> **DIRECTIONS**
Only the lines from the top of the following listing through the line with "- [ ] Updated documentation" belong in your answer, exactly as written.
*** Opening of DATA FOR THIS TASK ***
PR #1244, opened 2025-08-20
Fix update CLI

### LINKED ISSUE #1242: Cannot run update from CLI
### HydroMT version checks

### Reproducible Example

hydromt update wflow ...

### Current behaviour

Errors because opt is not a valid argument:

```
hydromt.cli.main - main - ERROR - Model.update() got an unexpected keyword argument 'opt'
```

### Desired behaviour

Pass setps=opt["steps"] instead of opt (see build example)

### Additional context

_No response_

hboisgon:
## Issue addressed

Fixes #1242 

## Explanation

Because the config needs to have "steps" as a list, the update CLI command was broken.
I also fixed the tests. Some of them should have been broken already before but were not designed well enough to catch errors.

While fixing these, I also realised the --opt and -c options in the build/update CLI were broken also because they were not converted to the "steps" list. As we removed the way more used --region argument, I decided to stop support and just make the config file mandatory. I still like that you can supply it with a -i or --config option rather than having to follow a precise order so I prefered to add an ValueError message when parsing. 

## General Checklist

- [ ] Updated documentation
- [ ] Updated changelog.rst

## Data/Catalog checklist

### DIFF
--- a/hydromt/cli/_utils.py
+++ b/hydromt/cli/_utils.py
@@ -75,24 +75,14 @@ def parse_json(_ctx: click.Context, _param, value: str) -> Dict[str, Any]:
 
 ### general parsing methods ##
 def parse_config(
-    path: Optional[Union[Path, str]] = None, opt_cli: Optional[Dict[str, Any]] = None
+    path: Optional[Union[Path, str]] = None,
 ) -> Dict[str, Any]:
-    """Parse config from `path` and combine with command line options `opt_cli`."""
+    """Parse config from `path`."""
     opt = {}
     if path is not None and isfile(path):
         opt = _config_read(path, abs_path=True, skip_abspath_sections=["setup_config"])
     elif path is not None:
         raise IOError(f"Config not found at {path}")
-    if opt_cli is not None:
-        for section in opt_cli:
-            if not isinstance(opt_cli[section], dict):
-                raise ValueError(
-                    "No section found in --opt values: "
-                    "use <section>.<option>=<value> notation."
-                )
-            if section not in opt:
-                opt[section] = opt_cli[section]
-                continue
-            for option, value in opt_cli[section].items():
-                opt[section].update({option: value})
+    else:
+        raise ValueError("Config path is required. Use -i or --config <path>")
     return opt
--- a/hydromt/cli/main.py
+++ b/hydromt/cli/main.py
@@ -112,14 +112,6 @@ verbose_opt = click.option("--verbose", "-v", count=True, help="Increase verbosi
 
 quiet_opt = click.option("--quiet", "-q", count=True, help="Decrease verbosity.")
 
-opt_cli = click.option(
-    "--opt",
-    multiple=True,
-    callback=_utils.parse_opt,
-    help="Method specific keyword arguments, see the method documentation "
-    "of the specific model for more information about the arguments.",
-)
-
 data_opt = click.option(
     "-d",
     "--data",
@@ -199,7 +191,6 @@ def main(ctx, models, components, plugins):
     type=str,
 )
 @arg_root
-@opt_cli
 @opt_config
 @data_opt
 @deltares_data_opt
@@ -212,7 +203,6 @@ def build(
     _ctx: click.Context,
     model,
     model_root,
-    opt,
     config,
     data,
     dd,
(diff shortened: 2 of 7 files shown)


hydromt/model/model.py
```diff
@@ -141,7 +141,7 @@ def _determine_region_component(self, region_component: Optional[str]) -> str:
                 )
             if len(has_region_components) == 0:
                 logger.warning("No region component found in components.")
-                return ""
+                return None
```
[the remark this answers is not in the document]
hboisgon: I checked all calls to this function / property. So the change should be fine and more clear to use None than "" for checks in further functions

hydromt/model/model.py
```diff
@@ -402,9 +404,7 @@ def read(self, components: Optional[List[str]] = None) -> None:
 
     @staticmethod
     def _options_contain_write(steps: List[Dict[str, Dict[str, Any]]]) -> bool:
-        return any(
-            next(iter(step_dict)).split(".")[-1] == "write" for step_dict in steps
-        )
+        return any("write" in next(iter(step_dict)) for step_dict in steps)
```
LuukBlom, line 407: Im not sure this actually works as intended, but correct me if Im wrong.

This only checks the first key in each `step_dict`.

Seems to me we should replace this by something that will loop over all keys across all dictionaries and return True if any contain `"write"`:
```python
def _options_contain_write(steps: List[Dict[str, Dict[str, Any]]]) -> bool:
    for step_dict in steps:
        if "write" in step_dict:
            return True
    return False
```
or 

```python
def _options_contain_write(steps: List[Dict[str, Dict[str, Any]]]) -> bool:
    return any("write" in key for step_dict in steps for key in step_dict)
```

hydromt/cli/main.py
LuukBlom, line 1: I would like type hints and parameter descriptions in the docstrings for the cli functions, so its easy to see what for example `config` or `data` should be.

hydromt/cli/_utils.py
```diff
@@ -75,24 +35,14 @@ def parse_json(_ctx: click.Context, _param, value: str) -> Dict[str, Any]:
...
-                    "No section found in --opt values: "
-                    "use <section>.<option>=<value> notation."
-                )
-            if section not in opt:
-                opt[section] = opt_cli[section]
-                continue
-            for option, value in opt_cli[section].items():
-                opt[section].update({option: value})
+    else:
+        raise ValueError("Config path is required. Use -i or --config <path>")
```
LuukBlom: Is there a reason we allow for path to be `None`? Seems like that should actually never occur

hydromt/model/model.py
hboisgon: "write" just needs to be in the name of the hydromt_steps method (and steps is a list of dict with one dict per method). This implementation worked for the forcing example in hydromt wflow (wflow_update_forcing.ipynb) so I think it should do the job?

hydromt/cli/_utils.py
hboisgon: I added some comments in the main message of this PR. But I think allowing for None would give a clearer error message to the user? Also I prefer to still use a -i or --config option rather than make this mandatory and users need to be careful about order or arguments in their hydromt CLI. But maybe there is a better way to do this directly in the CLI cick options?

LuukBlom: I understand your comments and there is indeed a better way to do this using the click library:

In the functions (`check` & `export`) where its not required (because we check `if config: do_something()`), we can use this `click.option` already defined. (options can be None)
```python
opt_config = click.option(
    "-i",
    "--config",
    type=click.Path(resolve_path=True, exists=True, dir_okay=False, file_okay=True),
    help="Path to hydroMT configuration file, for the model specific implementation.",
)
```

In the functions where path is required (`build` and `update`) using `click.argument` (arguments are always required, but also positional so `-i` wont work anymore.)

```python
arg_config = click.argument(
    "config",
    type=click.Path(resolve_path=True, exists=True, dir_okay=False, file_okay=True),
    help="Path to hydroMT configuration file, for the model specific implementation.",
)
```
Alternatively, we can re-use the option and add to top of the function
```python
def ...:
    if not config:
        raise click.UsageError("Config path is required. Use -i or --config <path>")
...
```

parse config would then become:
```python
def parse_config(path: Union[Path, str]) -> Dict[str, Any]:
    """Parse config from `path`. Raises if file is missing."""
    if not isfile(path):
        raise IOError(f"Config not found at {path}")
    return _config_read(path, abs_path=True, skip_abspath_sections=["setup_config"])
```

But also, this doesnt really matter much imo, so up to you if you want to change it.

deltamarnix: I have made the Option required for build and update.

hydromt/cli/main.py
deltamarnix: Not changing to keep the PR small for now

LuukBlom (approved):

PR #1245, opened 2025-08-22
Revert changed behaviour of "buffer" argument in get_rasterdataset

### LINKED ISSUE #1226: Changed behaviour of "buffer" argument in get_rasterdataset
After migrating to v1, the buffer argument in the get_rasterdataset argument works differently, which has very big consequences for the clipping/sliicing of the data. It seems that the buffer argument should be provided in meters, which in essence is more aligned with for exampe get_geodataframe, and not any longer in pixels. Nonetheless, providing "pixels" seems to be more user friendly. 

For example, when you are using ERA5 data with 0.25 degrees resolution for a small SFINCS domain, the get_rasterdataset now only returns a dataset with length x=1, y=1, which is therefore no 2D raster anymore. Solution for this is to provide a buffer of 25km or so, to still get some surrounding points as well. In the old HydroMT, where we were using the "pixels" instead of "meters", a buffer of 2 pixels was always sufficient, independent on the data resolution.

I don't think there is a right or wrong here, but I was wondering whether this was designed as such on purpose or by accident.

LuukBlom:
## Issue addressed

Fixes #1226 

## Explanation
Introduce the `buffer` arg to various functions in the `RasterDatasetAdapter` to make sure it gets passed to the `ds.raster.clip_bbox` function in `RasterDatasetAdapter._slice_spatial_dimensions`.

`ds.raster.clip_bbox()` still accepts buffer in pixels!

Added tests that assert on the bounds of the returned datasets for 3 cases in `RasterDatasetAdapter`: 

- no mask, no buffer
- yes mask, no buffer
- yes mask, yes buffer

and added 2 tests that test this behaviour from `DataCatalog.get_rasterdataset()`

## General Checklist

- [x] Updated documentation
- [x] Updated changelog.rst

## Data/Catalog checklist


hboisgon (changes requested):
Nice! Thanks for fixing it @LuukBlom! 

All looks good but I would still remove or modify the calls to the function ``_parse_geom_bbox_buffer(geom, bbox, buffer)`` in the different functions because now the buffer argument is used twice with once a value in meters and then the same value in pixel. I think you can still call this function but then buffer can be 0.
*** Close of DATA FOR THIS TASK ***
> **ANSWER TO THE EXERCISE**
PR #1244, opened 2025-08-20
Fix update CLI

### LINKED ISSUE #1242: Cannot run update from CLI
### HydroMT version checks

### Reproducible Example

hydromt update wflow ...

### Current behaviour

Errors because opt is not a valid argument:

```
hydromt.cli.main - main - ERROR - Model.update() got an unexpected keyword argument 'opt'
```

### Desired behaviour

Pass setps=opt["steps"] instead of opt (see build example)

### Additional context

_No response_

hboisgon:
## Issue addressed

Fixes #1242 

## Explanation

Because the config needs to have "steps" as a list, the update CLI command was broken.
I also fixed the tests. Some of them should have been broken already before but were not designed well enough to catch errors.

While fixing these, I also realised the --opt and -c options in the build/update CLI were broken also because they were not converted to the "steps" list. As we removed the way more used --region argument, I decided to stop support and just make the config file mandatory. I still like that you can supply it with a -i or --config option rather than having to follow a precise order so I prefered to add an ValueError message when parsing. 

## General Checklist

- [ ] Updated documentation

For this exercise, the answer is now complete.